# Mysql not started (error 2002)



## rubijn (Dec 29, 2008)

I'm trying to install mysql 5.1 on ovh server (FreeBSD 6.2). The install via /usr/ports/database/mysql51-server/ was ok. 

But when i start the server 
/usr/local/etc/rc.d/mysql-server start
I have no error message but in fact my server doesn't start. 

When i try mysql i have 
error 2002: can't connect to local mysql....

and in the log file
[ERROR] Can't start server : Bind on unix socket: Permission den
ied
[ERROR] Do you already have another mysqld server running...

I have no process mysqld or other in process list ?

If someone could you help me. 

Thanks


----------



## hark (Dec 29, 2008)

You might consider running mysql_install_db manually, if you already haven't. It sounds like there's a permission problem with /var/db/mysql -- is the mysql user able to read/write to this directory?

I realize that the rc script should automatically call mysql_install_db, but I swear it wasn't magically working for me a couple months ago. (Once you've got it working, make sure to clear out the default users and stuff).


----------



## r-c-e (Dec 29, 2008)

Have you added mysql_enable=YES to rc.conf? Are you running the startup script as root/sudo?


----------



## rubijn (Dec 29, 2008)

hark said:
			
		

> You might consider running mysql_install_db manually, if you already haven't. It sounds like there's a permission problem with /var/db/mysql -- is the mysql user able to read/write to this directory?
> 
> I realize that the rc script should automatically call mysql_install_db, but I swear it wasn't magically working for me a couple months ago. (Once you've got it working, make sure to clear out the default users and stuff).
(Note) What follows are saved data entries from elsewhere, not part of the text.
PR #789, opened 2026-04-27
Fixes #39260 - Move theforeman-rubocop dependency to Gemfile

ofedoren:
#### Overview of Changes

Move theforeman-rubocop dependency to Gemfile instead of specifying it in gemspec.

With newer bundler and the way we setup the Foreman with plugins, there are resolution failures due to duplicated dependencies. 

#### Testing Steps

Run `bundle install` with any other plugin that has the same dependency with a different version.

Before: fails to resolve (or there are warning on older bundler version)
After: passes without any issue, rubocop still works locally and in CI

#### Checklists

* [ ] ~I have added relevant tests for my changes.~
* [ ] ~I have updated the documentation accordingly.~

### DIFF
--- a/Gemfile
+++ b/Gemfile
@@ -3,3 +3,5 @@
 source 'http://rubygems.org'
 
 gemspec
+
+gem 'theforeman-rubocop', '~> 0.1.2', require: false, groups: [:development, :rubocop]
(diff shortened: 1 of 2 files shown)


adamruzicka (approved):

adamruzicka:
Thank you @ofedoren !

PR #794, opened 2026-06-24
Drop foreman-tasks dependency upper bound

ogajduse:
The upper bound on foreman-tasks (currently `< 13`) causes repoclosure failures whenever foreman-tasks releases a new major version, requiring cascading unpins across plugins.

Since the Endeavour team controls both foreman_ansible and foreman-tasks, drop the upper bound entirely — other plugins (`foreman_remote_execution`, `katello`, `foreman_rh_cloud`) already use only a lower bound.

See: https://github.com/theforeman/foreman-packaging/pull/13661


adamruzicka (approved):

ofedoren:
Since we're at it, should we do the same for REX?

adamruzicka:
Thank you @ogajduse !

i try mysql_install_db but again some errors
Installing MySQL system tables...
ERROR: 1136  Column count doesn't match value count at row 1
081229 20:32:16 [ERROR] Aborting

The user mysql have rwx in all /var/db/mysql/ ?

I have mysql_enable in /etc/rc.conf and when i test 
/usr/local/etc/rc.d/mysql-server rcvar it find the 
mysql_enable = YES...

I'm a little bit lost...


----------



## r-c-e (Dec 29, 2008)

What does the error log have to say? Located in your datadir.


----------



## hark (Dec 29, 2008)

You might try nuking /var/db/mysql with rm -rf, then re-running mysql_install_db. Obviously, if you're _upgrading_ a MySQL instance, this will delete all your data (though you should have backed it all up before upgrading).


----------



## rubijn (Dec 29, 2008)

r-c-e said:
			
		

> What does the error log have to say? Located in your datadir.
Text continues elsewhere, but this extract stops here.